I have a Boxer and they are a handful.Mine is far too interested in anything that she sees whether it is a dog,horse,person or leaf.I took her to dog training classes for about six months but that was really a waste of time,she was more interested in the other dogs than listeneng to me.

I tries a normal colollar and a choke chain.Neither were any good because she would pull anspull.The only way that I have found that I can really control her is with an easy leader.This doesn`t always work as she has a small muzzle and can sometimes slip it but give it a go.It gives you full control.


----------



## TalulaTarantula (Jan 21, 2011)

We use use a choke chain on our current dog, because when we first got her she had a stupid little collar that had not only worn away her fur, it made her pulling on walks hell, so we put a choke on her and with that and the aid of a halti, her pulling is now non exsistance, we no how to correctly apply a choke chain and how to use it, she was not once dragged around or choked half to death with this. Now when walking her i can walk her with jus a choke, but as she never pulls its never pulled against her throat, as shes a escape artist its always kept on her more for ID reasons now.

All are puppies we've bred in the past had leather collars, and ive always found it so easy training a puppy with treats, toys and praise. I dont think pups need choke chains, if anyone knows how to be with dogs, how they think and how to train them they will know how quickly most pups will pick a trick up.



I dont see a problem with choke chains if they are used correctly and not a solution to ridding a dog of a certain undesired behaviour, numerous times ive seen people dragging their dogs on these to the point they are choking, iv'e even seen these stupid chavs picking their poor staff pup up by the collar, i think there def needs to be instructions sold with them and maybe an age limit so these stupid kids cant buy them to abuse their dogs with.


----------



## Polly Pocket (Nov 20, 2011)

Would not touch a check chain with a barge pole. I dont think most people are generally aware of just how much damage one of these can inflict on a dog. Its better never to let a dog get into the habit of pulling than look for a 'quick fix cure'.


----------



## Postcard (Aug 29, 2010)

Polly Pocket said:


> Would not touch a check chain with a barge pole. I dont think most people are generally aware of just how much damage one of these can inflict on a dog. Its better never to let a dog get into the habit of pulling than look for a 'quick fix cure'.
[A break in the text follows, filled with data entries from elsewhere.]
PR #999, opened 2026-07-23
feat(ISV-7470): update error message for check_replaces_availability

JakubDurkac:
Update error message to advice user to keep their fork up to date before each submission to include all versions merged in origin repo.

I've checked the other static tests to see if their error messages could be considered unclear in the same way, resulting in similar issues being filed, but it seems to me this is the only static test falling into that exact category. 

### Merge Request Checklists

    - [ ] Linting
    - [ ] Code formatter - Black
    - [ ] Security scanners
    - [ ] Unit tests
    - [ ] Integration tests

### DIFF
--- a/operatorcert/static_tests/common/bundle.py
+++ b/operatorcert/static_tests/common/bundle.py
@@ -263,7 +263,11 @@ def check_replaces_availability(bundle: Bundle) -> Iterator[CheckResult]:
     if replaces_version not in ver_to_dir:
         yield Fail(
             f"{bundle} attempts to replace version '{replaces_version}' which"
-            f" does not exist. Available versions: {sorted(ver_to_dir.keys())}"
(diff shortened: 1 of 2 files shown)


bclindner (approved):
very straightforward, looks good. i guess you could get rid of the f-strings anywhere we're not doing actual substitution but i kinda like that for cleanliness

JakubDurkac:
> very straightforward, looks good. i guess you could get rid of the f-strings anywhere we're not doing actual substitution but i kinda like that for cleanliness

I guess I'll just merge it as is for the sake of speed and try not to overthink on which alternative is nicer in the end. You're completely right that those could be omitted. My brain just automatically went for the same pattern as the previous lines :D. Some linters I think enforce that rule of "can't have f strings without the usage of formatting in them", luckily not in this project.

PR #1011, opened 2026-08-04
feat(ISV-7155): Use IIB overwrite feature in pipelines

JakubDurkac:
Draft: Can't be merged before IIB fixes the overwrite token in prod. Can be reviewed and tested via integration tests as the overwrite token fix is in IIB stage which is used by integration tests.

Changes:
- Reverted commit d87bc949b14a71c5dec7dd3adc67059a9dc5e872 that adds a workaround for passing overwrite token to IIB.
- Removed IIB call parameter build_tags as it's confirmed to exist for internal purposes only and doesn't create given tags for us.
- The normal tag (e.g. v4.23) is already created because of overwrite_from_index=True and using from_index version.
- The permanent tag (e.g. v4.23-17123456) is now created on our side, similarly to how it was done in the workaround before, but I switched to using authfile just as a safeguard from leaking the token in logs or exceptions propagation in python.

### Merge Request Checklists

    - [ ] Linting
    - [ ] Code formatter - Black
    - [ ] Security scanners
    - [ ] Unit tests
    - [ ] Integration tests

### DIFF
--- a/operatorcert/utils.py
+++ b/operatorcert/utils.py
@@ -7,6 +7,7 @@ import os
 import pathlib
 import re
 import subprocess
+import tempfile
 from typing import Any, Dict, List, Optional, Tuple
 
 import requests
@@ -15,6 +16,8 @@ from packaging.version import Version
 from requests import Session
 from requests.adapters import HTTPAdapter
 from urllib3 import Retry
+
+from operatorcert.integration.external_tools import RegistryAuthMixin
 
 LOGGER = logging.getLogger("operator-cert")
 
@@ -235,8 +238,6 @@ def copy_images_to_destination(
         cmd = [
             "skopeo",
             "copy",
-            "--retry-times",
-            "5",
             f"docker://{response.get('index_image_resolved')}",
             f"docker://{destination}:{version}{tag_suffix}",
         ]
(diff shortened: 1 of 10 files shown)


operatorcert/utils.py
```diff
@@ -248,6 +249,57 @@ def copy_images_to_destination(
...
+    try:
+        for response in iib_responses:
+            from_index = response.get("from_index", "")
+            src_image = response.get("index_image_resolved", "")
+            dest_image = f"{from_index}-{build_tags_suffix}"
+
+            cmd = [
+                "skopeo",
+                "copy",
+                "--format",
```
Allda: I would skip this option; it should not be needed.

JakubDurkac: Removed it.

JakubDurkac:
Next week till Wednesday, IIB is planning to have the blocker fix deployed to prod (https://github.com/release-engineering/iib/pull/1370). After that, we need to merge this PR, so IIB can switch to a new architecture on IIB stage and it won't affect our integration tests and preprod operator repos which use IIB stage, currently without the overwrite_token. Therefore, please, could you guys review this so it can be potentially deployed to operator-pipelines stage on Wednesday, Sep 16 (if everything is ready) and then to prod on Monday, Sep 21? Ales checked it previously and integration tests passed, but want to also have awareness and official reviews from other people in the team. @RichardPlesnik @mantomas 

I plan to merge this only once I get a ping from IIB that their fix is in prod and working, but I would like to have everything ready on our side before that.

mantomas (approved):
LGTM

JakubDurkac:
IIB has deployed the blocker fix to stage. I believe it shouldn’t affect us, but restarting tests just to be sure.

RichardPlesnik:
LGTM :+1:

RichardPlesnik (approved):

JakubDurkac:
Nevermind, the certified integration tests is failing on add-bundle-to-index - checking that out with IIB. And community is failing on hosted pipeline's preflight but so far 2 times at different spot.

PR #1020, opened 2026-08-18
fix(ISV-7499): remove cluster-admin from operator-pipeline-service-account

bclindner:
See title. `pipelines-custom-scc` seems to handle everything that actually does
need privilege escalation in this system - everything passes tests just fine
without the CRB reported as an issue here(?!). I may need a second look
by someone with more intuition on operator-pipelines to be sure here...

### Merge Request Checklists

    - [ ] Linting
    - [ ] Code formatter - Black
    - [ ] Security scanners
    - [ ] Unit tests
    - [ ] Integration tests

### DIFF
--- a/ansible/roles/operator-pipeline/tasks/operator-pipeline-service-account.yml
+++ b/ansible/roles/operator-pipeline/tasks/operator-pipeline-service-account.yml
@@ -23,25 +23,3 @@
       kind: ServiceAccount
       metadata:
         name: "{{ service_account_name }}"
-
-- name: Grant SA role "{{ service_account_name }}"
-  tags:
-    - service-account
-    - init
-  kubernetes.core.k8s:
-    state: present
-    namespace: "{{ oc_namespace }}"
-    definition:
-      apiVersion: rbac.authorization.k8s.io/v1
-      kind: ClusterRoleBinding
-      metadata:
-        name: "{{ service_account_name }}-{{ oc_namespace }}-{{ item }}"
-      roleRef:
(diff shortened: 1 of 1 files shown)


bclindner:
@tomasbakk @wcheang if you can think of anything wrong w/ this let me know, ITs passed, but I'm a little hesitant b/c this feels like it was done for a reason, but the reason listed in the commit that added this doesn't seem to actually require cluster admin for this particular SA

wcheang:
Could you please double check with Ales, since he's the one that set up the SCC? According to the changes in the README when the SCC was set up, it's linked to the service account and requires the SA to have cluster admin access: https://github.com/redhat-openshift-ecosystem/operator-pipelines/commit/770dcafa5c371b45dea11fd1e922d151d42af83f

bclindner:
@Allda are you able to assist (provided you're still available for our team?)

Allda:
@bclindner I don't really remember why we added this. It was a long time ago. The successful run of integration tests should be a good enough indicator that all should be alright. However, when looking at the removed code it looks like it is part of a bash script that sets it once and it is not included in CI nor integration tests. So removing it here doesn't remove the SA from the cluster. Can you remove it manually from stage cluster and try to run tests again?

bclindner:
Tests seem to be passing after CRB removal in my stage cluster, I think this is good to go cc @Allda @wcheang @tomasbakk

wcheang (approved):

tomasbakk (approved):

Is that a lancashire heeler in your avatar? What a cutie!


----------



## JakeTheDragon (Dec 19, 2011)

Polly Pocket said:


> Would not touch a check chain with a barge pole. I dont think most people are generally aware of just how much damage one of these can inflict on a dog. Its better never to let a dog get into the habit of pulling than look for a 'quick fix cure'.




indeed it does inflect dmage and emosional damage aswell.....if i touch my dogs choker now he bares his teeth and picks up his coller, on his own its amazing to see him bring me his coller


----------



## Polly Pocket (Nov 20, 2011)

Well spotted! Not many people recognise the breed. She's just turned 12 is in A1 health, has more energy than me and is more like a pup than a senior citizen.


----------



## Postcard (Aug 29, 2010)

Polly Pocket said:


> Well spotted! Not many people recognise the breed. She's just turned 12 is in A1 health, has more energy than me and is more like a pup than a senior citizen.


Awww :flrt: they're such good looking wee souls! Glad she's getting on so well for you :2thumb:


----------



## swampeh (Dec 4, 2011)

Personally i dont like choke chains and would'nt use them ever there are many different things on the market that can help to stop a dog pulling.

I have 4 dogs of my own and have fostered 24 for our local greyhound and lurcher rescue, my whippet thinks shes a pitbull so with her i use a dogmatic, ive had other dogs that ive fostered that have used a half check or halti or there are the mikki or lupi antipull harnesses or better still get a beautiful martingale collar which you can get in what ever design you want.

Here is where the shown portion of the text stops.